"I know her all the same. She's a good nurse. There are those who are and those who aren't. But she's got strength and poise and knows what she is about and is kind.—Those two women over there—"

"Yes. What do you make of them?"

"There's such a glitter of diamonds you can't see the women. Poor things!—to be beings of a single element—to live in a world of pure carbon—to be the hardest thing there is, and yet be so brittle too!... The woman next them is good ordinary: nothing remarkable, and yet pleasant enough. The worst that can be said of her is that she doesn't discriminate. If the broth lacks salt, she never knows it."

"And the two over there with the stout man?"

Rose Darragh gazed a moment with eyes slightly narrowed. "Oh, those!" she said. "Those are our adapted women—perilously near adapted, at any rate. That's a sucking wife and daughter. Take your premise that in the divine order of things the male opens the folds of his being, surrounds, encloses, 'shelters' and 'protects' and 'provides for' your female in season and out of season, when there is need, and when there is certainly none, and your further premise that the female is willing and ruthlessly logical—and behold the supremely natural conclusion!... Daughters of the horse leech—and perfectly respectable members of society as constituted! Faugh!—with their mouths glued to that fat man's pocket. He looks haggard, and at the moment he's probably grinding the faces of no end of men and women,—not because he's got a bad heart and really wants to,—but because he's got to 'provide' for those two perfectly strong and healthy persons in jewelry and orchids! He's cowed by tradition into accepting the monstrous position, and he's weak enough to let them define what is 'provision.' He's got to keep filling and filling the pocket because they suck so fast."

"Do you think they can change?"

"They can be forced to change. They don't want to change, any more than the copepod wants to change. And logically, while he persists in his present attitude, the man can't ask them to change. He can't keep his cake and eat it too." She drank her coffee. "That very stout gentleman who is being driven to bankruptcy, or to ways that are queer, is just the kind to strike the table with his fist and violently to assure you that God meant Woman, lovely Woman! to be dependent upon Man, and that it is with deep regret that he sees woman crowding into industry and beating at the doors of the professions—Woman, Wife and Mother, God bless her! Do you notice how they always put Wife first? If the Association Opposed to the Extension of the Franchise to Women asked him to-night for a contribution, they'd probably get it."

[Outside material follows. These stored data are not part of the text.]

PR #8511, opened 2019-12-19
[post-processor/vsphere-template] Simplify method to use vm.MarkAsTemplate (optionally)

### LINKED ISSUE #8505: [post-processor/vsphere-template] ServerFaultCode: Permission to perform this operation was denied.
#### Overview of the Issue

When using the vsphere-template post-processor to convert a newly uploaded (with vsphere post-processor) image to a template, I get the error (see output below), with no explanation as to what its actually doing. Using the same username and password, I can convert the VM to a Template in the vSphere UI without a problem. 

NOTE: We are using a "service" account with very limited access, but as noted above, we do have the ability to upload and mark as template.

#### Reproduction Steps

Build a VM locally in vmware workstation, uploading with vsphere post-processor, followed by a vsphere-template post-processor

### Packer version
1.5.0

From `packer version`

```
    "post-processors": [
        [
            {
                "type": "vsphere",
                "name": "upload-den3",
                "insecure": true,
                "host": "{{ user `vcenter_den3` }}",
                "datacenter": "{{ user `datacenter_den3` }}",
                "cluster": "{{ user `cluster_den3` }}",
                "datastore": "{{ user `datastore_den3` }}",
                "vm_network": "{{ user `portgroup_den3` }}",
                "username": "{{ user `vcenter_username` }}",
                "password": "{{ user `vcenter_password` }}",
                "vm_name": "{{user `vm_name_prefix`}}-{{user `box_version`}}",
                "disk_mode": "{{ user `disk_mode` }}",
                "vm_folder": "{{ user `vm_folder`}}",
                "resource_pool": "",
                "overwrite": "true",
                "options": [
                    "--X:logFile=builds/ovftool-output-{{user `box_version`}}.log",
                    "--X:logLevel=verbose"
                ],
                "only": [
                    "vmware"
                ]
            },
            {
                "type": "vsphere-template",
                "name": "template-den3",
                "insecure": true,
                "host": "{{ user `vcenter_den3` }}",
                "datacenter": "{{ user `datacenter_den3` }}",
                "username": "{{ user `vcenter_username` }}",
                "password": "{{ user `vcenter_password` }}",
                "folder": "/{{ user `vm_folder`}}",
                "only": [
                    "vmware"
                ]
            }
        ]
  ]
```

RHEL Linux 7.7 x86_64

```
==> vmware: Running post-processor: vsphere-template
    vmware (vsphere-template): Waiting 10s for VMware vSphere to start
    vmware (vsphere-template): Choosing datacenter...
    vmware (vsphere-template): Creating or checking destination folders...
    vmware (vsphere-template): Marking as a template...
==> vmware (vsphere-template): ServerFaultCode: Permission to perform this operation was denied.
==> vmware (vsphere-template): ServerFaultCode: Permission to perform this operation was denied.
==> vmware (vsphere-template): Step "stepMarkAsTemplate" failed
==> vmware (vsphere-template): [c] Clean up and exit, [a] abort without cleanup, or [r] retry step (build may fail even if retry succeeds)? r
    vmware (vsphere-template): Marking as a template...
==> vmware (vsphere-template): ServerFaultCode: Permission to perform this operation was denied.
==> vmware (vsphere-template): ServerFaultCode: Permission to perform this operation was denied.
==> vmware (vsphere-template): Step "stepMarkAsTemplate" failed
==> vmware (vsphere-template): [c] Clean up and exit, [a] abort without cleanup, or [r] retry step (build may fail even if retry succeeds)? a
==> vmware (vsphere-template): ServerFaultCode: Permission to perform this operation was denied.
==> vmware (vsphere-template): Step "stepMarkAsTemplate" failed, aborting...
==> vmware (vsphere-template): aborted: skipping cleanup of step "stepCreateSnapshot"
==> vmware (vsphere-template): aborted: skipping cleanup of step "stepCreateFolder"
==> vmware (vsphere-template): aborted: skipping cleanup of step "stepChooseDatacenter"
```

NOTE: I have logged with more detail, but it still doesn't say why its failing. The code doesn't include reasons.

## Steps taken so far...

I recommend that more useful information be added to the error messages, to indicate *where* or *why* it failed. I am not a "developer" but I added some messages https://github.com/hashicorp/packer/compare/master...TJM:vsphere_template_debug?expand=1 to find out that the actual error is coming from, since there are *several* operations happening during this "step"... I have found that the actual error is during the `vm.Unregister` sub-step.

```
==> vmware: Running post-processor: vsphere-template
    vmware (vsphere-template): Waiting 10s for VMware vSphere to start
    vmware (vsphere-template): Choosing datacenter...
    vmware (vsphere-template): Creating or checking destination folders...
    vmware (vsphere-template): Marking as a template...
==> vmware (vsphere-template):  - vm.Unregister
==> vmware (vsphere-template): ServerFaultCode: Permission to perform this operation was denied.
==> vmware (vsphere-template): ServerFaultCode: Permission to perform this operation was denied.
==> vmware (vsphere-template): Step "stepMarkAsTemplate" failed
==> vmware (vsphere-template): [c] Clean up and exit, [a] abort without cleanup, or [r] retry step (build may fail even if retry succeeds)? c
==> vmware: Running post-processor: vsphere
    vmware (vsphere): Uploading builds/centos-7.7-vmware-2019.12.19-0334/centos-7.7-vmware-2019.12.19-0334.vmx to vSphere
    vmware (vsphere):
==> vmware: Running post-processor: vsphere-template
    vmware (vsphere-template): Waiting 10s for VMware vSphere to start
    vmware (vsphere-template): Choosing datacenter...
    vmware (vsphere-template): Creating or checking destination folders...
    vmware (vsphere-template): Marking as a template...
Build 'vmware' errored: 2 error(s) occurred:

* Post-processor failed: Error uploading virtual machine: exit status 1


* Post-processor failed: ServerFaultCode: Permission to perform this operation was denied.
```

... so, I suggest that maybe something more elegant than what I have added.

However, I am *really* trying to figure out why it is trying to unregister the VM, or what its actually trying to do before marking it as a template?  Hopefully someone can help!

Thanks in advance,
Tommy

TJM:
This changes the method used to mark a VM as a template to use the *much* simpler `vm.MarkAsTemplate` like the govc cli is doing here: https://github.com/vmware/govmomi/blob/master/govc/vm/markastemplate.go I think this functionality was added in ~2016, so its possible that this "unregister/register" process was required prior to that.

In our case, we have a limited access service account that does not have permission to "unregister" a VM.

This should not require any new tests, because it does not actually change any interfaces or any functionality.

Closes #8505 

~tommy

### DIFF
--- a/post-processor/vsphere-template/post-processor.go
+++ b/post-processor/vsphere-template/post-processor.go
@@ -37,7 +37,7 @@ type Config struct {
 	SnapshotEnable      bool   `mapstructure:"snapshot_enable"`
 	SnapshotName        string `mapstructure:"snapshot_name"`
 	SnapshotDescription string `mapstructure:"snapshot_description"`
-	ReregisterVM        bool   `mapstructure:"reregister_vm" default:true`
+	ReregisterVM        bool   `mapstructure:"reregister_vm" default:"true"`
 
 	ctx interpolate.Context
 }
--- a/post-processor/vsphere-template/post-processor.go
+++ b/post-processor/vsphere-template/post-processor.go
@@ -37,6 +37,7 @@ type Config struct {
 	SnapshotEnable      bool   `mapstructure:"snapshot_enable"`
 	SnapshotName        string `mapstructure:"snapshot_name"`
 	SnapshotDescription string `mapstructure:"snapshot_description"`
+	ReregisterVM        bool   `mapstructure:"reregister_vm" default:true`
 
 	ctx interpolate.Context
 }
@@ -135,7 +136,7 @@ func (p *PostProcessor) PostProcess(ctx context.Context, ui packer.Ui, artifact 
 			Folder: p.config.Folder,
 		},
 		NewStepCreateSnapshot(artifact, p),
-		NewStepMarkAsTemplate(artifact),
+		NewStepMarkAsTemplate(artifact, p),
 	}
 	runner := common.NewRunnerWithPauseFn(steps, p.config.PackerConfig, ui, state)
 	runner.Run(ctx, state)
--- a/post-processor/vsphere-template/step_mark_as_template.go
+++ b/post-processor/vsphere-template/step_mark_as_template.go
@@ -18,9 +18,10 @@ import (
 type stepMarkAsTemplate struct {
 	VMName       string
 	RemoteFolder string
+	ReregisterVM bool
 }
 
-func NewStepMarkAsTemplate(artifact packer.Artifact) *stepMarkAsTemplate {
+func NewStepMarkAsTemplate(artifact packer.Artifact, p *PostProcessor) *stepMarkAsTemplate {
 	remoteFolder := "Discovered virtual machine"
 	vmname := artifact.Id()
 
@@ -33,6 +34,7 @@ func NewStepMarkAsTemplate(artifact packer.Artifact) *stepMarkAsTemplate {
 	return &stepMarkAsTemplate{
 		VMName:       vmname,
 		RemoteFolder: remoteFolder,
+		ReregisterVM: p.config.ReregisterVM,
 	}
 }
 
@@ -42,7 +44,6 @@ func (s *stepMarkAsTemplate) Run(ctx context.Context, state multistep.StateBag) 
 	folder := state.Get("folder").(*object.Folder)
 	dcPath := state.Get("dcPath").(string)
 
-	ui.Message("Marking as a template...")
 
 	vm, err := findRuntimeVM(cli, dcPath, s.VMName, s.RemoteFolder)
 	if err != nil {
@@ -51,42 +52,56 @@ func (s *stepMarkAsTemplate) Run(ctx context.Context, state multistep.StateBag) 
 		return multistep.ActionHalt
 	}
 
+	// Use a simple "MarkAsTemplate" method unless `reregister_vm` is true
+	if !s.ReregisterVM {
+		ui.Message("Marking as a template...")
+
+		if err := vm.MarkAsTemplate(context.Background()); err != nil {
+			state.Put("error", err)
+			ui.Error("vm.MarkAsTemplate:" + err.Error())
+			return multistep.ActionHalt
+		}
+		return multistep.ActionContinue
+	}
+
+	ui.Message("Re-register VM as a template...")
+
 	dsPath, err := datastorePath(vm)
 	if err != nil {
 		state.Put("error", err)
-		ui.Error(err.Error())
+		ui.Error("datastorePath:" + err.Error())
 		return multistep.ActionHalt
 	}
 
 	host, err := vm.HostSystem(context.Background())
 	if err != nil {
 		state.Put("error", err)
-		ui.Error(err.Error())
+		ui.Error("vm.HostSystem:" + err.Error())
 		return multistep.ActionHalt
 	}
 
 	if err := vm.Unregister(context.Background()); err != nil {
 		state.Put("error", err)
-		ui.Error(err.Error())
+		ui.Error("vm.Unregister:" + err.Error())
 		return multistep.ActionHalt
 	}
 
 	if err := unregisterPreviousVM(cli, folder, s.VMName); err != nil {
 		state.Put("error", err)
-		ui.Error(err.Error())
+		ui.Error("unregisterPreviousVM:" + err.Error())
 		return multistep.ActionHalt
 	}
 
 	task, err := folder.RegisterVM(context.Background(), dsPath.String(), s.VMName, true, nil, host)
 	if err != nil {
 		state.Put("error", err)
-		ui.Error(err.Error())
+		ui.Error("RegisterVM:" + err.Error())
 		return multistep.ActionHalt
 	}
 
 	if err = task.Wait(context.Background()); err != nil {
 		state.Put("error", err)
-		ui.Error(err.Error())
+		ui.Error("task.Wait:" + err.Error())
 		return multistep.ActionHalt
 	}
 
--- a/post-processor/vsphere-template/step_mark_as_template.go
+++ b/post-processor/vsphere-template/step_mark_as_template.go
@@ -44,7 +44,6 @@ func (s *stepMarkAsTemplate) Run(ctx context.Context, state multistep.StateBag) 
 	folder := state.Get("folder").(*object.Folder)
 	dcPath := state.Get("dcPath").(string)
 
-
 	vm, err := findRuntimeVM(cli, dcPath, s.VMName, s.RemoteFolder)
 	if err != nil {
 		state.Put("error", err)
--- a/post-processor/vsphere-template/post-processor.hcl2spec.go
+++ b/post-processor/vsphere-template/post-processor.hcl2spec.go
@@ -25,7 +25,7 @@ type FlatConfig struct {
 	SnapshotEnable      *bool             `mapstructure:"snapshot_enable" cty:"snapshot_enable"`
 	SnapshotName        *string           `mapstructure:"snapshot_name" cty:"snapshot_name"`
 	SnapshotDescription *string           `mapstructure:"snapshot_description" cty:"snapshot_description"`
-	ReregisterVM        *bool             `mapstructure:"reregister_vm" cty:"reregister_vm"`
+	ReregisterVM        *bool             `mapstructure:"reregister_vm" default:"true" cty:"reregister_vm"`
 }
 
 // FlatMapstructure returns a new FlatConfig.
--- a/post-processor/vsphere-template/post-processor.hcl2spec.go
+++ b/post-processor/vsphere-template/post-processor.hcl2spec.go
@@ -25,6 +25,7 @@ type FlatConfig struct {
 	SnapshotEnable      *bool             `mapstructure:"snapshot_enable" cty:"snapshot_enable"`
 	SnapshotName        *string           `mapstructure:"snapshot_name" cty:"snapshot_name"`
 	SnapshotDescription *string           `mapstructure:"snapshot_description" cty:"snapshot_description"`
+	ReregisterVM        *bool             `mapstructure:"reregister_vm" cty:"reregister_vm"`
 }
 
 // FlatMapstructure returns a new FlatConfig.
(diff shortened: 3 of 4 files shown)


TJM:
I think that travis-ci failure has nothing to do with the code changes I made? Can anyone help with that?

SwampDragons:
Hi, thanks for opening this!

We used to use MarkAsTemplate, but that changed a couple years ago: https://github.com/hashicorp/packer/pull/5380

@bugbuilder can you share some context on why you made this change to help us understand whether this will cause a regression?

bugbuilder:
Hi @SwampDragons 

This idea was try to be implemented by [#5532](https://github.com/hashicorp/packer/pull/5532).

I that opportunity I said this:

> Sadly you only can use vm.MarkAsTemplate(context.Background()) when the status VM is registered, the only way to maintain this status is setting the attribute keep_registered as true in the packer template. This is why the original implementation uses RegisterVM instead.
> 
> As keep_registered is false by default, this fix will bring us more issues.
> 
 
I would be quite careful in trying to implement this change because exists a lot of different vSphere version running on production and I can't a sure you that vm.MarkAsTemplate will work on all of them. Also you have to take in count that this post-processor is working for remote ESXi too, so you've test it in that scenario.

bugbuilder:
Also this PR removed necessary steps to accomplish  [#5567](https://github.com/hashicorp/packer/pull/5567)

SwampDragons:
Thanks @bugbuilder that was my fear as well. @TJM I think this will break functionality for some users, so I'm not sure we can merge as-is. In your originating issue you mentioned wanting better logging -- would it be possible to change your PR to a simple logging PR? 

Perhaps we can have a template option for users to request the simpler "mark as vm" approach if their setups support it, so that they can avoid the permissions issue.

TJM:
Hi,

Thanks for taking a look and evaluating.

The problem we are experiencing is that we are not using "root" in vcenter (it is managed by another team). We have limited permission to upload VMs and to mark as template granted to our packer service account. (Principle of least access?) This works fine if we use ovftool and PowerCLI or whatever, but doesn't work with this code because it is using "unregisterVM" which fails with permission denied (as seen above). I am not sure whether we have the ability to use "registerVM" either because it fails before that. The current code feels like a hack to get around a specific issue someone was having or a creative workaround to the lack of "MarkAsTemplate" method in govmomi. How do you end up with a VM that is not registered?

Admittedly, we did not test using the ESXI builder, but I assume there are acceptance tests that take care of that? We have been building locally using vmware workstation because we have 6 different data centers we want the same images to be sent to. (speaking of which I will be filing another issue against this and the vsphere module to include 'name' in the output) :)

Perhaps we can make the code conditional, such that the "MarkAsTemplate" method can be used or the workaround using the unregister/register wonkiness. I would be willing to bet that MarkAsTemplate works with all supported versions of vcenter, but like I said, that really should be handled by pre-existing tests.

~tommy

bugbuilder:
Hi @TJM !

I'll try to explain you a few things:

> The current code feels like a hack to get around a specific issue someone was having or a creative workaround to the lack of "MarkAsTemplate" method in govmomi. How do you end up with a VM that is not registered?

The first approach tried to use "MarkAsTemple" you could check it in the [first commit](https://github.com/hashicorp/packer/blob/c8747f138fa7dc0f98eb53b6dd831df74b415b7e/post-processor/vsphere-tpl/step_mark_as_template.go), but to accomplish this we need the VM with [keep_registed](https://github.com/hashicorp/packer/blob/c8747f138fa7dc0f98eb53b6dd831df74b415b7e/builder/vmware/iso/step_register.go#L48-L75) as true, but this value is [false](https://github.com/hashicorp/packer/blob/f0461da1a1a6234c934ecacf1c16a7458d1a088b/builder/vmware/common/export_config.go#L36-L40) by default.  This logic is only for [RemoteDriver](https://github.com/hashicorp/packer/blob/f0461da1a1a6234c934ecacf1c16a7458d1a088b/builder/vmware/common/step_register.go). In your case you're using VMX Builder but as you can see this post-processor try to work for [both cases ](https://github.com/hashicorp/packer/blob/f0461da1a1a6234c934ecacf1c16a7458d1a088b/post-processor/vsphere-template/post-processor.go#L21-L24), probably to day is a good opportunity to have two separate steps one for ESXi and one for VMX. But your change will break some other uses cases, that why we need to be cautious.

> Perhaps we can make the code conditional, such that the "MarkAsTemplate" method can be used or the workaround using the unregister/register wonkiness. I would be willing to bet that MarkAsTemplate works with all supported versions of vcenter, but like I said, that really should be handled by pre-existing tests.

Sadly the pre-existing test only take care of the contract but not functional, because as you know exists several vSphere in prod, 5.0,5.5,6.0,6.5,6.7 we need to try to test this against a real environment. A few years a go vmware release a mock API maybe is a good to opportunity to improve our testing.

TJM:
Hmmm, *interesting*, how does that work? It looks like we try to create a VM in VMWare, then unregister and destroy it, then try to convert it to a template? Maybe I am not clear on when the cleanup step happens? Maybe it was cleaning up after it converted to a template (which would be inconvenient), and the "wonkiness" disassociates the VM from the builder so that it can't clean it up? It would seem to me that if you planned to convert a VM to a template, you should choose to keep it registered, or better yet, if the vsphere-template post processor is in the chain, the builder would *automatically* know to keep them registered. (or maybe vsphere-template could tell it to keep_registered somehow?) (shrug)

We are *currently* using the `vmware-iso` builder, with the `vsphere` post-processor to upload it to each data center, followed by the vsphere-template to mark it as a template (which honestly feels like it should just be an option on the vsphere post-processor in the first place to me). 

I will see if I can, at the very least, make it conditional. I am not sure I have a good enough understanding of the entire build process to auto-detect, but once the condition is available, it should be easy. :)

post-processor/vsphere-template/step_mark_as_template.go
```diff
@@ -51,42 +52,56 @@ func (s *stepMarkAsTemplate) Run(ctx context.Context, state multistep.StateBag)
...
 		state.Put("error", err)
-		ui.Error(err.Error())
+		ui.Error("vm.HostSystem:" + err.Error())
 		return multistep.ActionHalt
 	}
 
 	if err := vm.Unregister(context.Background()); err != nil {
 		state.Put("error", err)
-		ui.Error(err.Error())
+		ui.Error("vm.MarkAsTemplate:" + err.Error())
```
bugbuilder: s/vm.MarkAsTemplate/vm.Unregister/g

bugbuilder:
Hi @SwampDragons sorry for the lazy question but when I read the code I remember that its not possible for the post-procesor get access to the config associated to the builder. I think that woulb be great to have that context in the post-processor to build conditionals, for example. `run only when register_vm equals true` or now that we've HCL past dependecies like` reregister=builder.register_vm`

post-processor/vsphere-template/step_mark_as_template.go
TJM: Ooops! Copy/paste got me, I fixed this as an "amend" to prevent a bunch of typo commits.

TJM:
That would be pretty awesome. I was actually thinking of just having two different steps and select which step to go into from the post-processor rather than doing it inside the step, but this was my first attempt. :)

Happy to make changes/fixes/improvements.

bugbuilder:
> That would be pretty awesome. I was actually thinking of just having two different steps and select which step to go into from the post-processor rather than doing it inside the step, but this was my first attempt. :)
> 
> Happy to make changes/fixes/improvements.

Actually you could do that in the post-processor somethink like:

```
markAsTpl:=NewStepMarkAsTemplate(artifact, p)

markAsTpl := NewStepMarkAsTemplate(artifact, p)

if artifact.BuilderId() == vsphere.BuilderId {
	markAsTpl = simpleMarkAsTemplate
}
....
steps := []multistep.Step{
	&stepChooseDatacenter{
		Datacenter: p.config.Datacenter,
	},
	&stepCreateFolder{
		Folder: p.config.Folder,
	},
	NewStepCreateSnapshot(artifact, p),
	markAsTpl,
}

```

post-processor/vsphere-template/post-processor.go
```diff
@@ -37,6 +37,7 @@ type Config struct {
 	SnapshotEnable      bool   `mapstructure:"snapshot_enable"`
 	SnapshotName        string `mapstructure:"snapshot_name"`
 	SnapshotDescription string `mapstructure:"snapshot_description"`
+	ReregisterVM        bool   `mapstructure:"reregister_vm" default:true`
```
SwampDragons: Perfect -- glad you defaulted to "true" here.

SwampDragons:
I believe that running "make generate" and committing the generated code will unstick the tests. Other than that, this looks great :)

post-processor/vsphere-template/post-processor.go
TJM: Right, I wanted to maintain backwards compatibility, but could not think of a good variable name for "Actually use mark as template" :)

SwampDragons: naming, the #1 hardest problem...

SwampDragons: Ah, this reminds me -- you also need to add docs for this new option to https://github.com/hashicorp/packer/blob/master/website/source/docs/post-processors/vsphere-template.html.md

TJM:
> I believe that running "make generate" and committing the generated code will unstick the tests. Other than that, this looks great :)

Wow, so `make generate` actually changed go.mod, was very "noisy" and ended up failing, so I am going to start with a rebase to see if maybe I was just on a strange code version.

SwampDragons:
Okay. If you get stuck, let me know and I can try to take over the branch and get it into shape.

TJM:
The problem is that `default:true` part, it causes the mapstructure-to-hcl2 to crash.

post-processor/vsphere-template/post-processor.go
TJM: ah, quite true.

SwampDragons:
Okay, I'll try to take a look at mapstructure-to-hcl2 today and see if I can get it fixed. Might not happen until tomorrow when @azr gets online though.

post-processor/vsphere-template/post-processor.go
azr: This default tag is invalid and makes the github.com/fatih/structtag crash; here's a fix:
```suggestion
	ReregisterVM        bool   `mapstructure:"reregister_vm" default:"true"`
```

azr: This default tag makes the github.com/fatih/structtag crash; here's a fix:
```suggestion
	ReregisterVM        bool   `mapstructure:"reregister_vm" default:"true"`
```

SwampDragons:
Thanks!!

"How numerous do you think are those women?"

"The copepods? Numerous enough, pity 'tis! But not so numerous as, given the System, you might fairly expect: numerous positively, but not relatively. And a lot of them have simply succumbed to environmental pressure. Given a generation or two of rational training and a nobler ideal of what befits a human being, and the copepod will yet succour herself.... Denny and I see more of the other kind. The drudges outnumber the copepods, and neither need be.... There's a girl over there I like—the one with the braided hair. Many of the young girls of to-day are rather wonderful. It's going to be interesting to see what they'll do when they're older, and what their daughters will do. She's got a fine head—mathematics, I should think."